Cellular architecture. This is another design decision that we made on our Argo CD deployment. In Markus' talk about AWS's sovereign cloud, he talked a lot about AWS partitions. This is a little bit what inspired this idea. Essentially, we have tenants for our Kubernetes deployments that contain multiple clusters, but each tenant is an isolated environment. In each tenant — this is a little bit complicated to understand at first, also took me a while to wrap my head around it — we have different environments, so dev, stage, and prod.
What this gives us is the flexibility to really roll out changes to a specific tenant or one cell, as it could be called as well, without impacting the other services in production. This also means that we're able to test changes to the platform without ever impacting our actual customers, as in the product engineers. They might have what they see as dev and stage clusters in our Duolingo main tenant, but from our perspective as the platform owners, all the actual code that gets pushed to that main tenant has already been tested in our separate EKS dev and stage environments or tenants where the product developers don't have access to.
Another thing, related to this, but just took us a while to figure out was, when you have Argo CD, how do you actually set up the repository? We landed on this structure. The interesting part is the tenants thing in the middle, where basically you have the service manifests split up by tenants and by services, by environments. This gives you the ability to set default values. For example, all services in the stage tenant have less memory or whatever defaults that you want to set there.

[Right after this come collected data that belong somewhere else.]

PR #14726, opened 2023-06-21
Improve examples

fcollonval:
## References

Fixes #14695
Fixes https://github.com/jupyterlab/jupyterlab/issues/10377

## Code changes

It improves the examples:
- notebook; restore code highlighting, markdown parser and toolbar
- code cell: code highlighting
- console: code highlighting

It adds snapshot test on examples

There is two minor API changes:
- markedparser-extension: expose parser factory for easier consumption (new API)
- notebook: execution indicator - makes an argument optional (it was actually already supported by the factory was enforcing it).

--> I think it will be good to backport this to 4.0.x despite the additional API to ease porting integration of Jupyter as mentioned in #14695.

## User-facing changes

None

## Backwards-incompatible changes

None

PR #15230, opened 2023-10-06
Fix MathJax font override, avoid double initialization

bollwyvl:
## References

- maybe roll back some ignored issues on https://github.com/jupyterlab/jupyterlab/pull/14726
- downstream
  - noted on https://github.com/jupyterlite/jupyterlite/issues/1192
  - started on https://github.com/jupyterlite/jupyterlite/pull/1193 by @jtpio 

## Code changes

- [x] make the overload of `TeXFont.defaultFonts` static 
- [x] move inner contents of `protected _ensureInitialized` to a `Private` namespace
  - [x] use a `PromiseDelegate` to avoid race initilization conditions
  - [x] load all used named MathJax imports in parallel
- [x] remove example `404` ignores  
- [x] use `font-display: swap` to reduce FLOUC
  - > tried some `preload`, etc. but the `no-cache` setting makes that... worse, and while loading `Zero` might be a win, it's hard to anticipate the rest...

## User-facing changes

- `.woff` fonts should no longer be downloaded twice from the default URL (`{window.location}/js/output/chtml/`)
- multiple calls to `typeset` should not be able to enter the async init code twice  

- n/a


packages/mathjax-extension/src/index.ts
```diff
@@ -157,3 +108,77 @@ const mathJaxPlugin: JupyterFrontEndPlugin<ILatexTypesetter> = {
...
+        import('mathjax-full/js/adaptors/browserAdaptor'),
+        import('mathjax-full/js/a11y/assistive-mml')
+      ]);
+
+      mathjax.handlers.register(
+        AssistiveMmlHandler(SafeHandler(new HTMLHandler(browserAdaptor())))
+      );
+
+      class EmptyFont extends TeXFont {
+        protected static defaultFonts = {} as any;
```
bollwyvl, line 152: this was the actual important thing

bollwyvl:
Presumably the example test passed: certainly not seeing the issue locally any longer. Not sure what the story is on the other UI tests.

jtpio:
Nice, thanks!

I switched the label from `enhancement` to `bug` as this looks more like an issue with the current logic.

Also this can likely be backported to `4.0.x`.

examples/example.spec.ts
```diff
@@ -22,15 +22,7 @@ test('should load the example', async ({ page }) => {
...
-    if (
-      msg.type() === 'error' &&
-      // Ignore 404 for MathJax fonts
-      msg
-        .location()
-        .url.match(
-          /js\/output\/chtml\/fonts\/tex-woff-v2\/MathJax_(Zero|Math-Italic|Main-Regular)\.woff$/
-        ) === null
-    ) {
+    if (msg.type() === 'error') {
```
jtpio, line 25: Yeah these ignored error were suggesting something was not correct.

jtpio (approved):
Thanks!

jtpio:

bollwyvl:
I'll take a look at the manual backport when i get a chance.

PR #15241, opened 2023-10-09
Improve docker script

trungleduc:
## References

- Improve Dockerfile to accelerate the build process
- Allow starting the dev container at different ports, the following command will start JupyterLab at port `4567` instead of the default one.
```bash
bash ./docker/start.sh dev 4567 
```


krassowski (approved):
Thank you @trungleduc

PR #15751, opened 2024-02-06
Fix outputs preservation on splitting cells

### LINKED ISSUE #15748: Cell outputs lost after splitting a cell
## Description
Cell outputs are lost after a cell is split

## Reproduce
Write a multiline cell and split the cell using the context menu option

## Expected behavior
I would expect the cell outputs to be retained similar to lab3

## Context

- JupyterLab v4.1.0rc1

krassowski:
## References

Fixes #15748

## Code changes

- [x] add unit test for outputs being preserved in the last cell (should fail in the first commit)
- [ ] fix the split action to preserve the outputs

## User-facing changes

| Before | After |
|--|--|
| before | after |

None


fcollonval (approved):
Thanks @krassowski

krassowski:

Stepping away from Argo CD and deployments, we had that set up. We had our clusters. Technically this comes first, but as you're setting up the foundation, you also need to build out the network architecture. Networking is always challenging, especially when you build out a totally new platform, you also have the ability to make changes that you might not be able to do in your existing environment. We decided to use IPv6 for our Kubernetes pods. This was for multiple reasons. First of all, IPv6 is the future, and we had the chance here to basically bring our platform to a more future-proof setup by enabling IPv6 on the clusters from the get-go. At the same time, with our scale and our existing network infrastructure, continuing with IPv4, there might have been concerns of running out of IPv4 addresses, especially with Kubernetes, where each pod gets assigned the IP address, and IPv6 would make sure we do not run into that issue.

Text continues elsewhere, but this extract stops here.